**THE PROBLEM**: Print, from the listing below, the lines starting at the line containing "PR #2630, opened 2024-06-14" and ending at the line containing "Something like", exactly as they stand, and print nothing else.

**TASK INPUTS**:

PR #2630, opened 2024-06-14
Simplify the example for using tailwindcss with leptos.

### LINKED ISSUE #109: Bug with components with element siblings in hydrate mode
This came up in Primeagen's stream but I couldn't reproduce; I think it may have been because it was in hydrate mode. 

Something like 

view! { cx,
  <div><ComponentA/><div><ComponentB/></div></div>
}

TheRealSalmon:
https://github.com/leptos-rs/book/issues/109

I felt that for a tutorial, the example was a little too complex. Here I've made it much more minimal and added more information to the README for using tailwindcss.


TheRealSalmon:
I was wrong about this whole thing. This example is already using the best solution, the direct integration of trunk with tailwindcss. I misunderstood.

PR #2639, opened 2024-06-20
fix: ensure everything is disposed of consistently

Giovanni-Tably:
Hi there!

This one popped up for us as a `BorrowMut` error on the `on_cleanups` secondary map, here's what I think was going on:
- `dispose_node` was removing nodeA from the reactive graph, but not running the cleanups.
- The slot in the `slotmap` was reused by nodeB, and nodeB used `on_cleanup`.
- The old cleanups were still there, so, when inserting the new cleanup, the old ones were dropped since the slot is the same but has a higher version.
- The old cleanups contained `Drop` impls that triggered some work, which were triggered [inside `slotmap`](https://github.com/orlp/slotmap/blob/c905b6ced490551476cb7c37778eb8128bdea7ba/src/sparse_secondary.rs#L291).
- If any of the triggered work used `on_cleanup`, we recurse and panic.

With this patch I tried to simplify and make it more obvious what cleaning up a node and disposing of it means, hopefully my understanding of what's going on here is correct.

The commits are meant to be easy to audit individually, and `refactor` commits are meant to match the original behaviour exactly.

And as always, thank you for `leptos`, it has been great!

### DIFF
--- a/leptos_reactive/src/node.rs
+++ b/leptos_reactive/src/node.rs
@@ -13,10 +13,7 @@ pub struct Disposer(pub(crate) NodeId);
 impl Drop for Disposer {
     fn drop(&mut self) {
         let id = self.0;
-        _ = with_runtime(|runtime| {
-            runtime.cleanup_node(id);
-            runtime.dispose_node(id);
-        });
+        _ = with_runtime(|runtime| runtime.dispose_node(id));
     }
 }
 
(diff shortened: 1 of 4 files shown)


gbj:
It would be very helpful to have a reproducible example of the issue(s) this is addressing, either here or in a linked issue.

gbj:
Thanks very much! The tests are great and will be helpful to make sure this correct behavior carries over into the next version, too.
* * *
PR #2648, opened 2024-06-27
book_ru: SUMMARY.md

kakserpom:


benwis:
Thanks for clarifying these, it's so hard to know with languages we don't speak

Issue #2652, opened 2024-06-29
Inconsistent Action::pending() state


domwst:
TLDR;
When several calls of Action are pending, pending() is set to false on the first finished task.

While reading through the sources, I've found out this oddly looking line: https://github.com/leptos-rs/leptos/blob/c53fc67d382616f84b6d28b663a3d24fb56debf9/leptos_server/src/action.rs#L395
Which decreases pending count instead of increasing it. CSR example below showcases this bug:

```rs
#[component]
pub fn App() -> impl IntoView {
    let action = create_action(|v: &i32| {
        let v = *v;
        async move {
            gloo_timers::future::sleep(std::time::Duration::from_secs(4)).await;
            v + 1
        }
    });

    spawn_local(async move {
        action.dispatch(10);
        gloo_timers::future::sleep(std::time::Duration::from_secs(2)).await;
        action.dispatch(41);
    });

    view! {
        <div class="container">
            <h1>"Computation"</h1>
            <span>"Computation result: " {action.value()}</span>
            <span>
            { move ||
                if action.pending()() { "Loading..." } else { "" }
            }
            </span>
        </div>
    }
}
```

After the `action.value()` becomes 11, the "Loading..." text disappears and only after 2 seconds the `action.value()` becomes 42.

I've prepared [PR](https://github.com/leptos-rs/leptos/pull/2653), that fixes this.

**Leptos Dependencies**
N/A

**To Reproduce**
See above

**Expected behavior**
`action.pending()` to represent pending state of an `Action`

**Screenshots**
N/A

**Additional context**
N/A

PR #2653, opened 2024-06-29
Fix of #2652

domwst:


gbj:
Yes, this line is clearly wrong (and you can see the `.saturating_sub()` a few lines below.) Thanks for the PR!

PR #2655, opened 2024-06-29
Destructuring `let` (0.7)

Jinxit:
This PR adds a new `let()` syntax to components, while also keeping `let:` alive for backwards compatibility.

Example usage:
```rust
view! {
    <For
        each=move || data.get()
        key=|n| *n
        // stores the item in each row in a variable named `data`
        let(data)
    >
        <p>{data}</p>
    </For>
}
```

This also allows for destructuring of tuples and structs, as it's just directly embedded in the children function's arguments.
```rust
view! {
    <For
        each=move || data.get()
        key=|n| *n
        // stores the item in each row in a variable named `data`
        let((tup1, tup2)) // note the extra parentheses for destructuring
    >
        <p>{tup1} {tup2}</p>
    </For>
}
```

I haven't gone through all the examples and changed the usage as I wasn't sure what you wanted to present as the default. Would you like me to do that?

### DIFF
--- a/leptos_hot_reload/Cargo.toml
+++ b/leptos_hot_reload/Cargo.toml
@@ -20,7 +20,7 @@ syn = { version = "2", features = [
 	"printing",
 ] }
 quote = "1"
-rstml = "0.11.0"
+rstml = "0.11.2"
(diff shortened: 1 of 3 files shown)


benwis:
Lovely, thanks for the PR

**ANSWER TO THE PROBLEM**:
PR #2630, opened 2024-06-14
Simplify the example for using tailwindcss with leptos.

### LINKED ISSUE #109: Bug with components with element siblings in hydrate mode
This came up in Primeagen's stream but I couldn't reproduce; I think it may have been because it was in hydrate mode. 

Something like 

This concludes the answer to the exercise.